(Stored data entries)
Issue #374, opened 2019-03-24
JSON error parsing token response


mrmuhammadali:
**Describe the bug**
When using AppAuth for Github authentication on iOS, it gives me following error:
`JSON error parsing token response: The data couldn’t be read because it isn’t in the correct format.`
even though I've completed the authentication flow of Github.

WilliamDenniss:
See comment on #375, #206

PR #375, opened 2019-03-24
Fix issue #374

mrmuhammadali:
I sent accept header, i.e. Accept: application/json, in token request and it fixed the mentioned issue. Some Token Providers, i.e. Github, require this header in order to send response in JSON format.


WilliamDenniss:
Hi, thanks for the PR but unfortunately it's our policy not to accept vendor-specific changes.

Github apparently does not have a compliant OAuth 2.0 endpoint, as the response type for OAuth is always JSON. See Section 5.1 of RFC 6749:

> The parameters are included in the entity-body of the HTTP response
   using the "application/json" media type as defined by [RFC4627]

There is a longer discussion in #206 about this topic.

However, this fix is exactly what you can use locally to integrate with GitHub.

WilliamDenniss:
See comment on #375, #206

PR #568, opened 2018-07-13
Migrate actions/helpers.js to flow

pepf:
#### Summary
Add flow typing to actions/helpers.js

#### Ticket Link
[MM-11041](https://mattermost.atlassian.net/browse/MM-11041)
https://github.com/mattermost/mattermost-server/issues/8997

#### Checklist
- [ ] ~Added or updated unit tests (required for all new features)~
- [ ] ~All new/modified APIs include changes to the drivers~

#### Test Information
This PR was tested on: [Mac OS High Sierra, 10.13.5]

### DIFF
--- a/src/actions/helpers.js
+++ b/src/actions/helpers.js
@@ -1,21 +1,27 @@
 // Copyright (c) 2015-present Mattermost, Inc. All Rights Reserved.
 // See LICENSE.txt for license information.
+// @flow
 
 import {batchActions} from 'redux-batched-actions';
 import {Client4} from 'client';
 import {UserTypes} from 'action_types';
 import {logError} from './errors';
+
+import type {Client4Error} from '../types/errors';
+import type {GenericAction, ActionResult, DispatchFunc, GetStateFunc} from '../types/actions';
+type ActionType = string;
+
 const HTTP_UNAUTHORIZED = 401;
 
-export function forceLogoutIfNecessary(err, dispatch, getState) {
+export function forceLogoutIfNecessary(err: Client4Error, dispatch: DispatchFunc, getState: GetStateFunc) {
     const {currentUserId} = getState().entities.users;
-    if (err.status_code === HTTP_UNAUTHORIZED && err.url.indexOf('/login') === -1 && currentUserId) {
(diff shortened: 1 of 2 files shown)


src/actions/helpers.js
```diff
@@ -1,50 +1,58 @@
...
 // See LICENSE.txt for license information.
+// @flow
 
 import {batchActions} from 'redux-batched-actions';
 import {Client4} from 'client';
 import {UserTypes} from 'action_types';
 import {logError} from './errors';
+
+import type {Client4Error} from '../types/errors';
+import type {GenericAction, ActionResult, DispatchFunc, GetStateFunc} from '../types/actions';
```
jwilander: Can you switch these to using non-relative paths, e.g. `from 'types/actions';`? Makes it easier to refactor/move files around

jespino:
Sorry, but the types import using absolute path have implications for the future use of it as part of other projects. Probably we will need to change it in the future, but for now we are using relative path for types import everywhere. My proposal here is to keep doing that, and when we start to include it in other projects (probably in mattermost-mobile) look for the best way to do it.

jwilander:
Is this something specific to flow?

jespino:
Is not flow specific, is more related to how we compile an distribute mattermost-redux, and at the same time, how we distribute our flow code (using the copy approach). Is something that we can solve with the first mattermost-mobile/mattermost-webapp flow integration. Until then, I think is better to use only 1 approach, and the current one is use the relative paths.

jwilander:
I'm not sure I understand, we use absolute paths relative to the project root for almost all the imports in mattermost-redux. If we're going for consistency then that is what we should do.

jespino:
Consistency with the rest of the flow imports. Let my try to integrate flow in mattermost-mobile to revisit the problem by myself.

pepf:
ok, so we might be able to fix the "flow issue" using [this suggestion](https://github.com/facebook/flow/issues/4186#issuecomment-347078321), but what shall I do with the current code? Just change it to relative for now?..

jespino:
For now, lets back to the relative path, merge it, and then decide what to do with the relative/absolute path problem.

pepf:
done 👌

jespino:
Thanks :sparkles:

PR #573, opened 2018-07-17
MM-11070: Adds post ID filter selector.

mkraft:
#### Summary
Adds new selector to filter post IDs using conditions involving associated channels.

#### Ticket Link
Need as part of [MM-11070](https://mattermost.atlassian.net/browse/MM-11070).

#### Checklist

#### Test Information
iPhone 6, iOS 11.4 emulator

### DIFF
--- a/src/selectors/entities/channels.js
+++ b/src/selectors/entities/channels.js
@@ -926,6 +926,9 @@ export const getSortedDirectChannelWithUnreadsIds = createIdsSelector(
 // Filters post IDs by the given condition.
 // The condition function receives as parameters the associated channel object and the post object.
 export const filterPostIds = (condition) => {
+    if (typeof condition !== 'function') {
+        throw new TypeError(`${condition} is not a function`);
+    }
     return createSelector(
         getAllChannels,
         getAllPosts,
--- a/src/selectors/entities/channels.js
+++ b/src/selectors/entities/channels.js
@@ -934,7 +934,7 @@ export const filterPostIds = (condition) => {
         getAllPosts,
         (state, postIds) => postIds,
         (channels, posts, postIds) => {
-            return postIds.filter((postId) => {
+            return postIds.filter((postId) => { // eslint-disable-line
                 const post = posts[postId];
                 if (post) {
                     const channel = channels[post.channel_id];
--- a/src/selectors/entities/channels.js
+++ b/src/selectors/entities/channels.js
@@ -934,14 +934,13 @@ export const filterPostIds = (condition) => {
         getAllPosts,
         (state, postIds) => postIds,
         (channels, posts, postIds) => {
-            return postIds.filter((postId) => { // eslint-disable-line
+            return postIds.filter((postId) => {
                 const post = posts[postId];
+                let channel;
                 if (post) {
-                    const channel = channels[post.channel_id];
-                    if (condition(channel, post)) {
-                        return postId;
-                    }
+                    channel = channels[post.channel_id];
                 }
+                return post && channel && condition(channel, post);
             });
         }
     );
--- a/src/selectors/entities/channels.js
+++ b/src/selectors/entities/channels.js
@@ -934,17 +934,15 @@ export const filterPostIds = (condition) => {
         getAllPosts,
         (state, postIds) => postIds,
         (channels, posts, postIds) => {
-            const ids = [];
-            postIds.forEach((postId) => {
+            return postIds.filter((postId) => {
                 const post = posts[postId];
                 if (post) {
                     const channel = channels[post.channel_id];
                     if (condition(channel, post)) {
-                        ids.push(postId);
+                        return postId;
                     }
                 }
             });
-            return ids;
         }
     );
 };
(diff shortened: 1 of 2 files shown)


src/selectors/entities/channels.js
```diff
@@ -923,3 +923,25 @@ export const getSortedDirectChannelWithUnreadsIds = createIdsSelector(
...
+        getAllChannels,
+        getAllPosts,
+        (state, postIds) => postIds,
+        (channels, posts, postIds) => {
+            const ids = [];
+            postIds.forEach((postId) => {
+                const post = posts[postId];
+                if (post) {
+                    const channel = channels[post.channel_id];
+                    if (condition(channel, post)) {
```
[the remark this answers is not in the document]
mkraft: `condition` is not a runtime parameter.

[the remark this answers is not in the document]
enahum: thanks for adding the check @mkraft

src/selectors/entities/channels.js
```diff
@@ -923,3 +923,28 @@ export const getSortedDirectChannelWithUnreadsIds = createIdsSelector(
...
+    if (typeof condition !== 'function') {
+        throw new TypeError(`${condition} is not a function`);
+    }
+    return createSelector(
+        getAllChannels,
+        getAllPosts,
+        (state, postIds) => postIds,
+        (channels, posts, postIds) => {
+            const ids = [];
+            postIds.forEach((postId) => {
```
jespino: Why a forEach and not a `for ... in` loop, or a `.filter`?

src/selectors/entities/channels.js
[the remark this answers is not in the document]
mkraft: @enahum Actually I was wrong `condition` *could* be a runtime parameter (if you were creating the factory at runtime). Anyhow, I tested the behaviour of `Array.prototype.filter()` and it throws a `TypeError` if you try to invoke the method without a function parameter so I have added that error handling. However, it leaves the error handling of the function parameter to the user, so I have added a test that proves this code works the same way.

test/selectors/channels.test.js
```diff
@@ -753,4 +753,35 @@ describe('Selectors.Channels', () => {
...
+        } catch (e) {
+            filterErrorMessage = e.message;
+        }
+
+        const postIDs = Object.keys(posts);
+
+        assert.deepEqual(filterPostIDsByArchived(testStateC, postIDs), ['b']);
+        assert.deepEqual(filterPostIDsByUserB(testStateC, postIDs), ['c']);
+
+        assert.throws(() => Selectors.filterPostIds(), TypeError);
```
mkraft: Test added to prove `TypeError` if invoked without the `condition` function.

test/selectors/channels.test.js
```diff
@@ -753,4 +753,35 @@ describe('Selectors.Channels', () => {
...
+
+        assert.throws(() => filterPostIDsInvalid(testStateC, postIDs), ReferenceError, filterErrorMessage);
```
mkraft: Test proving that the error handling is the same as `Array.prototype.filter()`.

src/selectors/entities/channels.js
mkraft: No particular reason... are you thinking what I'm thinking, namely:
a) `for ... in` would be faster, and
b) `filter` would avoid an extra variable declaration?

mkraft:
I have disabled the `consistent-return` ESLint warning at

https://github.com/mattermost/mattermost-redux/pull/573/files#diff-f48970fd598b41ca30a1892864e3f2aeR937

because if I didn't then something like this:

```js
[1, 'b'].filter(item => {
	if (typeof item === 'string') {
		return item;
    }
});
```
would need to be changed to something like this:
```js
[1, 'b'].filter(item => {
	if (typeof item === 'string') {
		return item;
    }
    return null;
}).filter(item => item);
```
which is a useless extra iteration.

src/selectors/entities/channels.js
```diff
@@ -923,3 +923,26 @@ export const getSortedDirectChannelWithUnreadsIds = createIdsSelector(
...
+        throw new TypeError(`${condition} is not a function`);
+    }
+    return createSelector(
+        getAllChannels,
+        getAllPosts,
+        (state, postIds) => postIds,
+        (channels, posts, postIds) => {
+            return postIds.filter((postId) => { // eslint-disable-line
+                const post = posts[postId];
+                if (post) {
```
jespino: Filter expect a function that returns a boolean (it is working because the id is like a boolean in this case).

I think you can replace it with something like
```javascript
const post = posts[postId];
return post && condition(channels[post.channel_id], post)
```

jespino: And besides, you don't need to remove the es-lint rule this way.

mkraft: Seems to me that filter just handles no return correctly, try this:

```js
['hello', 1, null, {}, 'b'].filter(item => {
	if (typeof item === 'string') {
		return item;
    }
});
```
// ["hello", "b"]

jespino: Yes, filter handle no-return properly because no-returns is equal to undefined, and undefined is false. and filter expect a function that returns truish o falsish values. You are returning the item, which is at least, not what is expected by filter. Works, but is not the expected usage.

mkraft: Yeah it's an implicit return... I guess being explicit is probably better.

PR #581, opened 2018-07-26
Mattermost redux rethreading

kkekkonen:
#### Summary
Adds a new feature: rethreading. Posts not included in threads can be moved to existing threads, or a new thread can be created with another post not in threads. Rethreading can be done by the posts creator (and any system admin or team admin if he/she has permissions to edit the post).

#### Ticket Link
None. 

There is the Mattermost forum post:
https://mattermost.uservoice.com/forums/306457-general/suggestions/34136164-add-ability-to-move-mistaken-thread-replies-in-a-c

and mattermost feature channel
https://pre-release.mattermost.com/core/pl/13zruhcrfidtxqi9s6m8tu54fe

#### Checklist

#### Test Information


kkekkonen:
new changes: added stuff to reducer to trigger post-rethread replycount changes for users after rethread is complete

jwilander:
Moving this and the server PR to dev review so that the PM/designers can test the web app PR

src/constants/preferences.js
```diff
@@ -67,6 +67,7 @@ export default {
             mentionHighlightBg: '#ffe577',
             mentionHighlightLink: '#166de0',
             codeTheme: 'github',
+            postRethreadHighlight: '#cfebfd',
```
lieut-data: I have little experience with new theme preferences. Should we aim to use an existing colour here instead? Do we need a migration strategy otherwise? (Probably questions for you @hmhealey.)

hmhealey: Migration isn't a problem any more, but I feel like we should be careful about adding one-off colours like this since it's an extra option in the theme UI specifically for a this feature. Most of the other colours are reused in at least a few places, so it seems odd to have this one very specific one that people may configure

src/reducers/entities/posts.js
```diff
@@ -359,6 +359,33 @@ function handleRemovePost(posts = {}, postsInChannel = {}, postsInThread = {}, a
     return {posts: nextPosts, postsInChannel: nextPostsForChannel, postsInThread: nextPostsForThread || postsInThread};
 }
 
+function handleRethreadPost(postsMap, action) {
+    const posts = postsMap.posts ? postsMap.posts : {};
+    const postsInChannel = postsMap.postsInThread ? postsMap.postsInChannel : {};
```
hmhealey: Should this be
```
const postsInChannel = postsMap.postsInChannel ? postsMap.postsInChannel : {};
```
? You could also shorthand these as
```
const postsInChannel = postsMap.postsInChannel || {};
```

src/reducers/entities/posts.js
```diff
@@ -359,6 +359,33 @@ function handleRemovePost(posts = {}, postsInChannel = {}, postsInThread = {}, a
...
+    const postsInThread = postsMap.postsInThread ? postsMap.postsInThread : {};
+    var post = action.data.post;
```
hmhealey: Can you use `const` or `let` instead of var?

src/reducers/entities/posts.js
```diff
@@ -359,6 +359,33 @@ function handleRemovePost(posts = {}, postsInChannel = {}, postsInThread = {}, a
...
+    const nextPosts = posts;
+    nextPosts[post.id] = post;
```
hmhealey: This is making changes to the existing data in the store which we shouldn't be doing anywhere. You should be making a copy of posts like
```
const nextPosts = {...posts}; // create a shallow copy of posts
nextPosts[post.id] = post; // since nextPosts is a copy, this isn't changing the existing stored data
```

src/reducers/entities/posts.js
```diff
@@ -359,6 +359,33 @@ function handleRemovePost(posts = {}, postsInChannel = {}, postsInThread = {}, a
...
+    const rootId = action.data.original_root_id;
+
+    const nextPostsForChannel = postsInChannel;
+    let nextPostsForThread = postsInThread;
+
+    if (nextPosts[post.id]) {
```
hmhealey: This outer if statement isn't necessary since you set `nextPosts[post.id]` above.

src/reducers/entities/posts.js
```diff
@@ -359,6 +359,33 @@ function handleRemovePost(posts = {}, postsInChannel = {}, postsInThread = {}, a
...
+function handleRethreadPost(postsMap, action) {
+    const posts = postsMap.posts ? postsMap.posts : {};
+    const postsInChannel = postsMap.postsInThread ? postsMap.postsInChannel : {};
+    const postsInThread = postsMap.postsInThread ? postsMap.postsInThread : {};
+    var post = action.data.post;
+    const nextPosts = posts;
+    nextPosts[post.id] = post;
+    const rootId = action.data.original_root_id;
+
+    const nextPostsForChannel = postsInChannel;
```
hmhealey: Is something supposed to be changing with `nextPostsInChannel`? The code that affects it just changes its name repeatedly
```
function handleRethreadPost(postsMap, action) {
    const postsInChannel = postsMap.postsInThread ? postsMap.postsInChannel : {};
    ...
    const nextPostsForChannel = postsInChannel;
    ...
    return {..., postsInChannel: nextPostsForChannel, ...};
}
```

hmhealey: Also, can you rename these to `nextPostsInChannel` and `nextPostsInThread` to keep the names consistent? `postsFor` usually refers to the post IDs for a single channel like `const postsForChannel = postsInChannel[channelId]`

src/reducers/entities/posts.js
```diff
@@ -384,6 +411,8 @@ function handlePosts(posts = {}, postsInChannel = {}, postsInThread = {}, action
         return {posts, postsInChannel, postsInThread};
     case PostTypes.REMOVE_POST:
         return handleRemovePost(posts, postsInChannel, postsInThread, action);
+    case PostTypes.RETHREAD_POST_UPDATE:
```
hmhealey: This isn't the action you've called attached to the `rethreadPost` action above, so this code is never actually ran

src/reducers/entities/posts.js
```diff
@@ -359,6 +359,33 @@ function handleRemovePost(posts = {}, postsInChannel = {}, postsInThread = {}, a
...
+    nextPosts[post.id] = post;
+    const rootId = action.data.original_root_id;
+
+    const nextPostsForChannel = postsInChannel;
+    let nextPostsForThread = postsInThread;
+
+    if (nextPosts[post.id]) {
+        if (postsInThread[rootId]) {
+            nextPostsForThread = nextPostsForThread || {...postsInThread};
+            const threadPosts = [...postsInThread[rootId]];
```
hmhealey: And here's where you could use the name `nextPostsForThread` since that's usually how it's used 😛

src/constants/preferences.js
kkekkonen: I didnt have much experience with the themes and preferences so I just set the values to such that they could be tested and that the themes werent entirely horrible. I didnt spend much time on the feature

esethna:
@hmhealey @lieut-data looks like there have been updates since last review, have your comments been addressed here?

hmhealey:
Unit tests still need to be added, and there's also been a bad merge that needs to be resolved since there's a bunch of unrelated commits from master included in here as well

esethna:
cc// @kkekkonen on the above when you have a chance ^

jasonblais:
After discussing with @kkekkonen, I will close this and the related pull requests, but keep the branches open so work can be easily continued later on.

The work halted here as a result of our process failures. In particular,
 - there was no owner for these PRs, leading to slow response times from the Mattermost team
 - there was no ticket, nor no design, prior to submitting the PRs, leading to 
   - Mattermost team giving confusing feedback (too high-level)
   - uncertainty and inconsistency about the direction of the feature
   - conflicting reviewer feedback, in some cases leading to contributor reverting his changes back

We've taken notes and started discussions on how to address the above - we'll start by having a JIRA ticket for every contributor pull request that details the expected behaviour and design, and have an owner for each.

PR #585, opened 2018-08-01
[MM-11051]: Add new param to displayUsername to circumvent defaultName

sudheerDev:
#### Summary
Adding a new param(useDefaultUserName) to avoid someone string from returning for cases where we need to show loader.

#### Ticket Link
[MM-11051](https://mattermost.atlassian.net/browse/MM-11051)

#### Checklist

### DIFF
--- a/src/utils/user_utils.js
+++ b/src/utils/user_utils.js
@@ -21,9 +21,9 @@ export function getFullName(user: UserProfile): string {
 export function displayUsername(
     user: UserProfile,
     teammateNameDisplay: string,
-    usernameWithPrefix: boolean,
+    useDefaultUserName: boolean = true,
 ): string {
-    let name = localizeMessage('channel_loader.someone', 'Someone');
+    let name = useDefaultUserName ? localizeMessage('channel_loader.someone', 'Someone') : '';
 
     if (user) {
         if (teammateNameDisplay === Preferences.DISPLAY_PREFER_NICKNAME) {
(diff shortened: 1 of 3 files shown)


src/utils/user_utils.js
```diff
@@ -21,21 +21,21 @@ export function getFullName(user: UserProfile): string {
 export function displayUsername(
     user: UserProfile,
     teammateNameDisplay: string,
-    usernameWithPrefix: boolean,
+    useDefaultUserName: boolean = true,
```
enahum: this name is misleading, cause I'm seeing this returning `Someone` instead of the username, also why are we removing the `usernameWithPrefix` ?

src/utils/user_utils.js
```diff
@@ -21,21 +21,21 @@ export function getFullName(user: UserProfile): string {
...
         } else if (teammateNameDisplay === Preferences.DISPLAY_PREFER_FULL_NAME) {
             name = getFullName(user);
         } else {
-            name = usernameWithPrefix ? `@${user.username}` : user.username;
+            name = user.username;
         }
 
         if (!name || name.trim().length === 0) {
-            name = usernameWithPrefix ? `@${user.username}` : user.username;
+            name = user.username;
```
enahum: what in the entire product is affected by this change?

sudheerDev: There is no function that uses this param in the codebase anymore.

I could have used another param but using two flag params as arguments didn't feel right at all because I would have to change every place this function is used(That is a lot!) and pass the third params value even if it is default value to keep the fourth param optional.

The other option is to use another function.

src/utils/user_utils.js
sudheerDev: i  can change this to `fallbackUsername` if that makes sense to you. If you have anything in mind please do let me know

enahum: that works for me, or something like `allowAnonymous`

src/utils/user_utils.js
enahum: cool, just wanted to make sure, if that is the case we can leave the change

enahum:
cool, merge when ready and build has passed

▶ **TASK DETAILS**:
When a line among the entries above contains "better", copy it.

▶ **WRITTEN ANSWER**:
Is not flow specific, is more related to how we compile an distribute mattermost-redux, and at the same time, how we distribute our flow code (using the copy approach). Is something that we can solve with the first mattermost-mobile/mattermost-webapp flow integration. Until then, I think is better to use only 1 approach, and the current one is use the relative paths.
mkraft: Yeah it's an implicit return... I guess being explicit is probably better.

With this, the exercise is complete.